PIPE organ music will continue to sound from Worcester Cathedral after all.

The British Government raised fears that the music, which has sounded from the Cathedral pipes for years, would be barred under new European regulations.

However, a Euro MP, who helped draw up the EU directive, has insisted church organs are safe.

West Midlands MEP Philip Bushill-Matthews has blamed Whitehall bureaucrats for raising such fears in the first place. Past statements from the Government indicated that pipe organs would be subject to the new regulations from July 1 because they contain a lead alloy.

This would have threatened a centuries-old tradition of church music and put an end to the organ-making industry. A new organ ordered for Worcester Cathedral would have been illegal before it was built.

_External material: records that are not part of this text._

PR #2268, opened 2026-08-06
docs(higress): add security self-assessment for incubation

EndlessSeeker:
## Summary

Adds the Higress project-maintained Security Self-Assessment at the canonical
path used for CNCF incubation due diligence.

- Original source: https://github.com/higress-group/community/blob/main/docs/cncf/security-self-assessment.md
- Earlier boundary clarification: https://github.com/higress-group/community/pull/2
- Latest review follow-up: https://github.com/higress-group/community/pull/7
- Security reporting policy update: https://github.com/higress-group/higress/pull/4624
- Follows the CNCF TAG Security self-assessment outline
- OpenSSF Best Practices status: Passing

## Review follow-up

The current revision:

- explains the architecture in less specialized language;
- clarifies that AI prompts are request-body data when Higress is used as an AI gateway;
- records incomplete project-wide SBOM, signature, and provenance-attestation coverage;
- identifies the enforcement points for critical trust boundaries;
- distinguishes `allowedRoutes.namespaces` from `ReferenceGrant`;
- clarifies plugin scoping and last-known-good behavior; and
- makes GitHub Private Security Advisories the required, vendor-neutral, and
  authoritative intake, with Alibaba ASRC available as an optional additional
  channel. ASRC access is not required for Security Response Team membership.

## Scope

This is a project self-assessment, not an independent audit or joint
assessment. The content is synchronized from the project-maintained source and
updated in response to review feedback on this PR. The revision changes
documentation and reporting governance only; it does not alter runtime
behavior.

## Checklist

- [x] DCO signed
- [x] Added as `projects/higress/security-assessment/self-assessment.md`
- [x] Source and public evidence links included
- [x] Review feedback incorporated

## Agent-assisted contribution

- Codex assisted with implementation analysis and documentation wording.
- Gate status: verified maintainer/administrator exception under the Higress
  agent-assisted contribution policy.
- PR: https://github.com/cncf/toc/pull/2268
- Authenticated GitHub login: `EndlessSeeker`.
- Canonical `higress-group/higress` role: `admin`.
- Actual PR author: `EndlessSeeker`.
- `GH_TOKEN` and `GITHUB_TOKEN` were unset for every identity, permission, and
  PR-author verification command.
- Bypass rationale: focused documentation clarification on an in-flight CNCF
  security-assessment review; no runtime behavior changes.
- The CNCF TOC PR template has no Higress verified-exception selector, so the
  status is recorded here.


Santoshkumarpuppala (commented):
This is the most security-mature of the self-assessments I've read in this batch, and I want to be specific about why: it ships an actual threat model with residual-risk columns, an actors/assets/trust-boundary table, and a Known Gaps section that volunteers the uncomfortable items (the commented-out linter, the broad controller ClusterRole, absent SBOM/signature/provenance, and the vendor-neutrality question around dual ASRC reporting). Flagging your own vendor-neutrality concern before a reviewer raises it is exactly the right instinct. Most of what follows is refinement, not a request to add missing sections.

I read it with one narrow lens: for each boundary the document claims, does it name the single server-side point that enforces it, and what would a negative test look like — a request that should be refused, and is. The threat model is strong on scenario and residual risk; where it's thinner is the line between what Higress itself refuses and what it delegates to Kubernetes RBAC or the operator's configuration. Several High rows resolve to "operator responsibility," which is often the honest answer for a gateway, but a reader can't always tell which half of the boundary is Higress's.

The row I'd start with is HG-TM-06 (cross-tenant route/policy attachment), since it's the one most readers will scrutinize for a shared gateway. The mitigation lists "Gateway API attachment controls" generically. Gateway API has named mechanisms for precisely this: a Gateway's allowedRoutes.namespaces selector decides which namespaces may attach Routes, and ReferenceGrant governs cross-namespace references to Secrets and backends. Those are the concrete points that refuse a Route in one namespace from binding a Gateway in another. Naming them — and saying whether Higress relies on the upstream Gateway API implementation or adds its own enforcement — would turn that row from "controls exist" into a testable statement: a Route from an unlisted namespace attaching to a protected Gateway, refused.

A few more, in rough priority:

1. Enforced-by-Higress vs delegated. It would help to mark, per critical boundary, whether enforcement is in Higress code, in Envoy, or in Kubernetes RBAC that the operator must configure. HG-TM-01, HG-TM-02, and HG-TM-06 all lean on "Kubernetes RBAC" as the mitigation — which is correct, but it means the boundary is only as good as the operator's RBAC, and that's worth stating as the explicit dependency rather than as a Higress control. The distinction matters most where the controller's own ClusterRole is broad (which Known Gaps already admits): a broad controller role widens what a compromised controller can do regardless of the operator's tenant RBAC.

2. The commented-out golangci-lint. Known Gaps notes it's disabled "because of existing findings." Worth calling this out slightly more sharply, because a disabled linter is a control that reads as present — it's in the CI config — while enforcing nothing. Either a tracked path to re-enabling it (even lint-new-code-only, so the baseline debt doesn't block it) or an explicit "not currently enforced" note would keep the secure-development section from overstating coverage. CodeQL plus the go vet gate are doing real work; the lint line is the one that currently claims more than it delivers.

3. Wasm plugin grants. The trust-boundary table says "plugins can still observe or modify traffic granted to them," which is the right framing. The follow-up a reader wants: what does the granting? Is there a capability/scoping model for what traffic or configuration a plugin may touch, or does a loaded plugin see all traffic on the routes it's attached to? HG-TM-03 treats plugin installation as the control point (explicit install), but once installed, the scope of a plugin's access is the residual question — and native filters, as you note, share the process outright.

4. Last-known-good and policy removal. HG-TM-04 frames "retain last accepted configuration" as an availability mitigation, which it is. There's a security corner worth a sentence: if the control plane is unavailable, does the removal or tightening of a policy (say, revoking an auth filter or narrowing a route) also fail to propagate, leaving a stale permissive config serving? Availability-preserving last-known-good and timely policy revocation can pull in opposite directions, and stating which wins under partition would close the question.

One process note, not a document issue: the dual-reporting requirement (GitHub Private Security Advisories plus Alibaba ASRC) that you've already flagged is the right thing to have surfaced. From a reporter's side, the coordinated-disclosure concern is simply that a reporter must file into a vendor-operated channel to reach the project at all; a neutral primary intake (GitHub PSA as the system of record, with ASRC correlated behind it) would resolve most of it without losing the vendor's response capacity. Sharing that only because it's the disclosure-process angle, and you've clearly already thought about it.

None of this is a finding — it's all "the document asserts a boundary and I'd like the text to name what enforces it, or the dependency it rests on." The threat model is a good base to be doing this against. Happy to be pushed back on any of it, particularly the Gateway API enforcement points, where your implementation details will be more current than my read of the spec.

EndlessSeeker:
@Santoshkumarpuppala Thanks for the careful review. We have updated the assessment to name the enforcement point for the critical boundaries, distinguish `allowedRoutes` from `ReferenceGrant`, state the current golangci-lint status, clarify plugin scope, and document the stale-policy tradeoff in last-known-good behavior; the project-maintained source update is higress-group/community#2. We are handling the dual-reporting policy separately with project maintainers, since it needs a governance decision rather than a wording-only change.

Santoshkumarpuppala:
Thanks — I've read the revision here and the source change that merged upstream. The HG-TM-06 rewrite is what I was asking for: it names allowedRoutes.namespaces and ReferenceGrant as two separate checks rather than one general control, and then says what each one refuses — a Route from an unselected namespace doesn't attach, and a cross-namespace reference without a matching grant is rejected. That last sentence is the part a reader can actually act on, because it's falsifiable.

The change I didn't ask for is the better one. HG-TM-03 now introduces matchRules and in the same paragraph says they scope intended execution but are not a security sandbox against a malicious installed plugin. Adding a mechanism to a threat model and disclaiming it in the same breath is the harder move, and it's what stops a reader assuming that scoping is isolation.

On dual reporting — treating it as a governance decision rather than a wording fix is the right call. A reporter needs to know which intake is authoritative before they send anything, and that isn't something a self-assessment can settle on its own.

EndlessSeeker:
Hi @angellk — the review feedback has been addressed, the upstream source update is merged, and DCO is passing. The PR is conflict-free and appears ready for liaison review. Could you take a look or point us to the right approver? Thanks!

projects/higress/security-assessment/self-assessment.md
```diff
@@ -0,0 +1,283 @@
...
+  identity metadata, certificates, or AI/model APIs when configured.
+- **Project maintainer/release manager:** reviews changes, responds to reports,
+  and publishes releases.
+
+### Background
+
+Higress combines the Envoy data plane and Istio-derived control plane with
+Ingress/Gateway API translation and an extensible plugin ecosystem. The
+control plane watches configuration and discovery sources and generates xDS;
+the data plane accepts untrusted network traffic and applies that configuration.
```
JustinCappos: Cam you write this in a less jargon-y way?  Maybe twice the length as what oyu have here.

projects/higress/security-assessment/self-assessment.md
```diff
@@ -0,0 +1,283 @@
...
+| HG-TM-06 | High | A tenant accidentally or deliberately attaches a route or policy to another tenant's gateway and exposes or disrupts traffic. | Kubernetes RBAC and admission policy control who may create or change resources. Higress's Gateway API translation enforces a listener's `allowedRoutes.namespaces` for Route-to-Gateway attachment and separately checks `ReferenceGrant` for cross-namespace backend and Secret references. A Route from a namespace not selected by `allowedRoutes` does not attach, and a cross-namespace reference without a matching `ReferenceGrant` is rejected. Higress does not make a hostile multi-tenant cluster safe when administrators grant overlapping write privileges. |
+| HG-TM-07 | High | Requests, AI prompts, credentials, or responses are disclosed to an external registry, plugin, observability backend, identity service, or model provider. | Integrations require operator configuration and can be restricted through credentials and network policy. Operators remain responsible for egress allowlists, provider contracts, log redaction, residency, and data-retention controls. |
```
JustinCappos: Where are the AI prompts used in Higress here?  I don't see this as a component

projects/higress/security-assessment/self-assessment.md
```diff
@@ -0,0 +1,283 @@
...
+| HG-TM-08 | Medium | Logs, metrics, traces, admin/debug endpoints, or configuration dumps expose credentials or sensitive request metadata. | Admin interfaces are not intended as public endpoints and telemetry is configurable. Access control, redaction, retention, and exposure are deployment responsibilities; unsafe logging or endpoint exposure remains possible. |
+| HG-TM-09 | High | Certificate expiration, issuer compromise, or unauthorized Secret replacement causes outage or impersonation. | SDS and automatic HTTPS support dynamic certificate updates and renewal. Operators must secure issuers, monitor expiry/renewal, test emergency rotation, and control Secret writers. |
+| HG-TM-10 | High | A source-control, dependency, GitHub Actions, registry, or maintainer-account compromise produces malicious release artifacts. | Public review, CI tests, license checks, CodeQL, pinned dependency/submodule inputs, and GitHub release workflows provide layers. Missing universal immutable action pinning, release SBOMs, signatures, provenance, and documented repository access controls leave material residual risk. |
```
JustinCappos: I assume you're missing attestations as well then, right?  These may be easier to add and serve and a more machine readable, security relevant control for provenance and signing etc.

projects/higress/security-assessment/self-assessment.md
```diff
@@ -0,0 +1,283 @@
...
+versioned, but release artifacts do not currently have a project-generated
+SBOM, signature, or SLSA provenance. Not all workflow actions are pinned to
+immutable commits. The public repository does not prove a required reviewer
+count, signed-commit requirement, organization-wide 2FA, or branch-protection
+configuration; those controls require separate repository-settings evidence.
+
+Ordinary project-team communication uses GitHub issues, pull requests,
+discussions, localized community channels, and Discord. Inbound users use the
+same public channels. Every vulnerability report must be submitted to both
+GitHub Private Security Advisories and the Alibaba Security Response Center,
```
JustinCappos: why do you have this duality?  This is quite odd.  Does this mean that every maintainer is granted access to the Alibaba Security Response Center as well?

JustinCappos (commented):
I have a few minor comments.  Can you take a look and address?

projects/higress/security-assessment/self-assessment.md
EndlessSeeker: Thanks — updated. The Background now explains the request path and the roles of the controller and Envoy without assuming familiarity with control-plane, data-plane, or xDS terminology.

projects/higress/security-assessment/self-assessment.md
EndlessSeeker: Good catch. AI prompts are not a separate Higress component; they are request-body data when Higress is configured as an AI gateway. We updated HG-TM-07 to say that explicitly and to distinguish prompts from model responses.

projects/higress/security-assessment/self-assessment.md
EndlessSeeker: Yes. We have made that gap explicit. The assessment now states that project-wide SBOM, artifact-signature, and machine-readable provenance-attestation coverage is incomplete. This wording also avoids implying that no individual artifact has any attestation today.

projects/higress/security-assessment/self-assessment.md
EndlessSeeker: Thanks for calling this out. No, ASRC access is not granted to every maintainer. We changed the project policy in higress-group/higress#4624: GitHub Private Security Advisories are now the required, vendor-neutral, authoritative, and sufficient intake; ASRC is an optional additional channel, and ASRC access is not required for Security Response Team membership. The project-maintained assessment was updated in higress-group/community#7 and is now synchronized here.

EndlessSeeker:
Thanks @JustinCappos for the review. We have addressed all four comments in the latest revision and replied inline with the details. The corresponding project-side changes are merged in higress-group/higress#4624 and higress-group/community#7, and the assessment here is now synchronized with that source. Please let us know if any further clarification would be helpful.

One separate process note: the `label` check currently fails before reading the PR files because `actions/checkout@v5` refuses to check out fork code from a `pull_request_target` workflow. DCO passes, and this appears to require maintainer-side workflow or label handling rather than a change to this document.

JustinCappos (approved):
okay, thanks!  This looks good to me now.  

I think doing a joint assessment from where you are now would be a moderate amount of work, but would not be extremely difficult.

EndlessSeeker:
Thanks @JustinCappos! We really appreciate your review and guidance.

EndlessSeeker:
Hi @sherine-k — a quick update: Higress has now submitted its Incubation application (#2291) and all five adopter questionnaires. All review comments on this PR have been addressed, and @JustinCappos has approved the latest revision. When you have a chance, could you please take a look for the additional approval required to merge? Thanks!

projects/higress/security-assessment/self-assessment.md
```diff
@@ -0,0 +1,290 @@
...
+| Document | Location |
+| --- | --- |
+| Vulnerability reporting and response | [`SECURITY.md`](https://github.com/higress-group/higress/blob/main/SECURITY.md) |
+| Architecture | [`docs/architecture.md`](https://github.com/higress-group/higress/blob/main/docs/architecture.md) |
+| Helm defaults | [`helm/core/values.yaml`](https://github.com/higress-group/higress/blob/main/helm/core/values.yaml) |
+| OpenSSF Best Practices | [Passing](https://www.bestpractices.dev/projects/12667), verified 2026-08-04 |
+
+This is the project-maintained working copy. For formal Due Diligence, a vetted
+snapshot must be archived at the path above in `cncf/toc`. The reviewer should
+freeze evidence links to the reviewed revision when that snapshot is archived.
```
sherine-k: Nit: If I'm not mistaken, this line is from the original template, isn't relevant for higress, and can be removed

sherine-k (commented):
Thank you for this very clear self-assessment. 
On the overall, I agree with @Santoshkumarpuppala about the difficulty for the reader to clearly identify the responsibility of the operator vs that of higress for the various threats. 
This might be more explicit in the higress docs? In other words, when it's the operator's responsibility (for ex to set RBAC, limits, etc. or to validate CRs, pluginConfigs and OCI images... ): is this clearly stated ?

EndlessSeeker:
@sherine-k Thanks for pointing this out. The responsibilities were mentioned in the assessment, but they needed a clearer explanation. We have added one here and proposed a short [operator guide](https://github.com/higress-group/community/pull/11), which is awaiting merge. It explains who sets permissions and resource limits, who reviews plugin settings and images, and what Higress applies automatically. For example, accepting a configuration does not mean it is safe, and loading an image does not mean it is trusted. We also removed the working-copy note you flagged.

Mr Bushill-Matthews said: "The problem was that some bureaucrat in the British Government, in true British fashion, said `church organs contain lead, therefore they are banned'.

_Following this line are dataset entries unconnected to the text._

PR #2272, opened 2026-08-10
Add Dragonfly to I/O bottlenecks in AI Scheduling Challenges whitepaper

pmady:
Follow-up to #2164. Marlow asked me to send this straight to cncf/toc.

**Ch 4, I/O Bottlenecks:** the "Model loading for inference" list has an empty bullet right after "Cold start" looks like a placeholder that shipped blank. Filled it with the scale-out case: when a lot of replicas start at once they each pull the same weights independently and hammer the registry. The streaming tools in the cold start bullet help per-pod latency but don't do anything for that.

**Ch 5:** added Dragonfly (CNCF graduated) to Data and Storage Tools and to the I/O Bottlenecks row of the mapping table. Alphabetical in both, to match what's already there.

Happy to reword or make any changes.

PR #2281, opened 2026-08-20
Docs(scheduling-whitepaper): Add Pavan Madduri to contributors

pmady:
Follow-up to #2272 (merged by @angellk): adding myself to the Contributors list of the two chapters I contributed to, per the existing convention.

The Contributors list appears to be series-wide across all five chapters. Happy to extend this to the remaining chapter files, or drop it entirely, if the bar for the contributors list is different.


pmady:
Hi @angellk, following up on this one. It's the two-line contributors entry for the scheduling whitepaper, following on from #2272 which you merged on Aug 20. DCO is green. Is this something you can merge, or does the contributors list go through a different process?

"No other country has raised this as an issue. They are all merrily playing their church organs," he said. He urged the British public not to blame MEPs for the organ scare.

"It's Yes Minister at work. The army of bureaucrats in Whitehall have to make work for themselves," he said. "It's outrageous people should be worried in this way."

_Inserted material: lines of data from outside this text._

PR #2256, opened 2026-08-01
docs(operations): adopter submission form link and TAB reference architecture substitution

angellk:
## Summary

- Links the [Adopter Submission Form](https://docs.google.com/forms/d/1n1oLC6IKj5-7S_xeEjIdEjbtS9SWniuAo7IIOyLFuK8/edit) in the triage checklist and adopter interview section of the DD guide
- Adds guidance that a published [TAB Reference Architecture](https://github.com/cncf/tab/blob/main/process/reference-architectures.md) may serve as a replacement for an individual adopter interview

## Test plan

- [x] Verify markdown renders correctly
- [x] Confirm form link resolves
- [x] Confirm TAB reference architecture link resolves

PR #2282, opened 2026-08-22
docs(operations): allow CNCF Case Study as adopter interview substitute

angellk:
## Summary

Extends the adopter interview substitution guidance added in #2256 (now merged) so that **both** a published [TAB Reference Architecture](https://github.com/cncf/tab/blob/main/process/reference-architectures.md) **and** a published [CNCF Case Study](https://github.com/cncf/foundation/blob/main/policies-guidance/case-study-guidelines.md) may serve in place of an individual adopter interview.

Adds that it is **at the TOC sponsor's discretion during the Due Diligence** to determine whether the Reference Architecture or Case Study meets the necessary standards and includes the requisite information the Due Diligence requires to determine whether the project meets the requirements of the level in process.

## Changes

- `operations/dd-toc-guide.md`: updated the substitution note in the Conducting Adopter Interviews section to cover Case Studies alongside Reference Architectures, and to state the sponsor-discretion standard.

## Test plan

- [x] Verify markdown renders correctly
- [x] Confirm the CNCF Case Study guidelines link resolves
- [x] Confirm the TAB Reference Architecture link resolves


jrsapi:
Looks good overall; I have one requested change before merge.
The existing note cautions that interviewees may be project maintainers or governance participants rather than operational users. The same issue can arise with a Reference Architecture or Case Study: it might describe the project team’s or a vendor’s work without showing an independent adopter’s operational use.
Could we add language asking the TOC member to make that same check when using either as an interview substitute?
Suggested addition: “When evaluating a Reference Architecture or Case Study, the TOC member should confirm that it demonstrates an independent organization’s operational use of the project, rather than relying solely on the project team’s or a vendor’s account.”
LGTM otherwise.

angellk:
Thanks @jrsapi - good catch. I've added your suggested language so the same independence check applies to substitutes:

> When evaluating a Reference Architecture or Case Study, the TOC member should confirm that it demonstrates an independent organization's operational use of the project, rather than relying solely on the project team's or a vendor's account.

Pushed in 527d08b. I also mirrored it to the contribute-site guide and the announcement blog (cncf/contribute-site#397) to keep the two in sync.

jrsapi (approved):
LGTM

operations/dd-toc-guide.md
```diff
@@ -282,7 +282,7 @@ It is anticipated that a minimum of three adopter interviews are required to app
...
...ct's inclusion in a published [TAB Reference Architecture](https://github.com/cncf/tab/blob/main/process/reference-architectures.md) or a published [CNCF Case Study](https://github.com/cncf/foundation/blob/main/policies-guidance/case-study-guidelines.md) may serve as a replacement for an individual adopter interview. Both represent validated, production-level adoption by the submitting organization and can provide equivalent signal to an adopter interview. When evaluating a Reference Architecture or Case Study, the TOC member should confirm that it demonstrates an independent organization's operational use of the project, rather than relying solely on the project team's or a vendor's account. It is at the TOC member's discretion who is leading the Due Diligence for Moving Levels to determine whether the Reference Architecture or Case Study meets the necessary standards and includes the requisite information the Due Diligence requires to determine whether the project meets the requirements of the level in process. Where it does, TOC members should note the Reference Architecture or Case Study in the adoption section of the Due Diligence in place of the interview summary it replaces.
```
brandtkeller: As it stands I think this is appropriate. The initial language feels more like it qualifies the content rather than being content itself. 

> This is not a change to that requirement; the TOC is clarifying the forms of validated adoption evidence that may satisfy it.

and the preceding sentence feel a bit abstract when reading the full guide in isolation. Does the reader understand why/what is being clarified - and does it need to be explicitly defined as a clarification?

angellk: Please suggest language that would help clarify!

brandtkeller: I am curious what you think about dropping those first two sentences entirely?

angellk: sgtm!

angellk: Done in 57d5d60 - dropped the first two sentences so the note opens directly with what may substitute for an interview. Thanks for the nudge, reads much cleaner.

angellk:
merging per @brandtkeller and @jrsapi lgtm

He added that because the British Government had raised the question, the EU Commission now had to ask all 25 member-states whether they intended the legislation to cover pipe organs.

In the meantime the Government is asking for an exemption for church organs.

Trade and Industry Minister Malcolm Wicks, who does not believe pipe organs fall within the scope of the directive, said he hoped to "put an end to all this nonsense" at an important meeting in Brussels in the third week of June.

"I think very soon we'll all be singing from the same hymn sheet," he said.

The Church of England, which is backing the Institute of British Organ Building's campaign to exempt pipe organs, welcomed the minister's commitment.